Computing function composition : ezyang’s blog

Computing function composition

This is an addendum to my second example in Anatomy of a thunk leak, in which I’d like to propose another solution to the space leak, involving computing the composition of all of these thunks. This solution is particularly notable because it preserves the denotation of the original function, that is, that f l (undefined, undefined) = (undefined, undefined). This should be surprising, because I claimed that it would be impossible for GHC to optimize a function with that had this denotation into one without the space leak by more eagerly evaluating some thunks. There is no contradiction: the optimization we would like to apply here is one of partial evaluation. Didn’t understand that? Don’t worry, a concrete example is coming soon.

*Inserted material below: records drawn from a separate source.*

PR #128, opened 2018-10-12
flatpak-run: Add parental controls support for filtering apps

pwithnall:
Prevent the user from running a flatpak app if that app is filtered by
the parental controls applied to the user.

https://phabricator.endlessm.com/T24020


pwithnall:
This depends on eos-parental-controls with https://github.com/endlessm/eos-parental-controls/pull/7 applied.

I’ve just realised I need to do a corresponding `debian/` change. That will follow shortly.

pwithnall:
Debian changes in https://github.com/endlessm/flatpak/pull/129.

pwithnall:
bot, retest this please

pwithnall:
(Tests are currently failing because https://github.com/endlessm/eos-parental-controls/pull/7 has not been merged yet.)

common/flatpak-run.c
```diff
@@ -2853,13 +2865,31 @@ flatpak_run_app (const char     *app_ref,
...
+  g_autoptr(GAsyncResult) app_filter_result = NULL;
 
   struct stat s;
 
   app_ref_parts = flatpak_decompose_ref (app_ref, error);
   if (app_ref_parts == NULL)
     return FALSE;
 
+  /* Check that this user is actually allowed to run this app. */
+  epc_get_app_filter_async (NULL, getuid (), TRUE, cancellable,
```
wjt: Would it be so bad to add synchronous variants of these functions to the library? Every call-site I've seen so far (here and in `eos-parental-controls-client.py`) actually wants the function to be synchronous.

pwithnall: I was thinking that too, but was rushing to get this finished. I think it would make a good follow-up.

pwithnall: Thinking about it some more, it would add a significant amount of code to libeos-parental-controls, which couldn’t really be shared with the async implementation (since the library is essentially a chain of async calls, with no significant processing inbetween). I’m not sure that’s a maintenance burden worth taking on for the sake of avoiding some main context iterations in a client, given that I would expect the other clients to query/update the app filter synchronously.

I could be convinced otherwise, though, and would be happy to reassess this if the other client implementations turn out to need sync methods to call too.

pwithnall:
bot, retest this please

common/flatpak-run.c
wjt: One way to share code would be to implement the async version in terms of the sync one, in a GTask thread.

Not a merge blocker, I don't think. Just a thought.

As Heinrich Apfelmus points out, the space leak can be visualized as a large graph of expressions which has not been collapsed into a single value: 1 + (1 + (1 + (1 + (1 + (1 + ...))))). We can visualize this graph being built up in successive iterations of the function:

The point of introducing strictness (and thus changing the denotation of the function) is that we keep collapsing (evaluating) the tree.

But notice the value highlighted in red: we must know what this value is before we can do any computation. But if this value is unknown (or, in our case, if we don’t want to evaluate it while we are forming this graph), our strategy doesn’t really work. We can’t collapse the entire tree. However, (and this is the key), because addition is associative, we can rotate the tree, and then evaluate the (now left) subtree.

In effect, all of the thunks have been merged together: instead of 1 + 1 + 1 + X. we now have 3 + X. Simple! Here is the implementation:

f l (x0, x1) = go l (0, 0)
    where go [] (!c0, !c1) = (c0 + x0, c1 + x1)
          go (x:xs) !c     = go xs (tick x c)

tick x (!c0, !c1) | even x    = (c0, c1 + 1)
                  | otherwise = (c0 + 1, c1)

go is essentially the strict version of f, but at the end of the iteration it returns a pair with two thunks: c0 + x0 and c1 + x1, were both c0 and c1 have been fully evaluated.

Here’s another way of thinking of how we’re doing things:

It would be pretty cool if this could be done automatically, and it would pretty applicable in other domains too. Combining functions that are associative are a precious commodity when it comes to parallelization.

John Salvatier says:

May 20, 2011 at 11:59 am

Is this basically a subcase of supercompilation? http://vimeo.com/15833948

Heinrich Apfelmus says:

May 20, 2011 at 12:13 pm

Yay for graphs. :-)

I think the point is that the optimized function has no direct recursive definition. Instead, you define it in terms of a recursive helper function.

I’m not sure whether partial evaluation is relevant here. I think you can’t optimize (1+). (1+) to (2+) without knowing that (+) is associative. Evaluation inside the lambda doesn’t help with that.

Edward Z. Yang says:

May 20, 2011 at 1:12 pm

John: Not sure, but IIRC supercompilation is compile time and this needs to happen at runtime.

Heinrich: Yes, that’s the straightforward translation. The correctness of this approach is ensured by the associativity of plus (though it’s probably not strictly necessary.)

Actually, the key for function composition is not the associativity of plus, but the associativity of function composition. You just need to know how to combine function appropriately.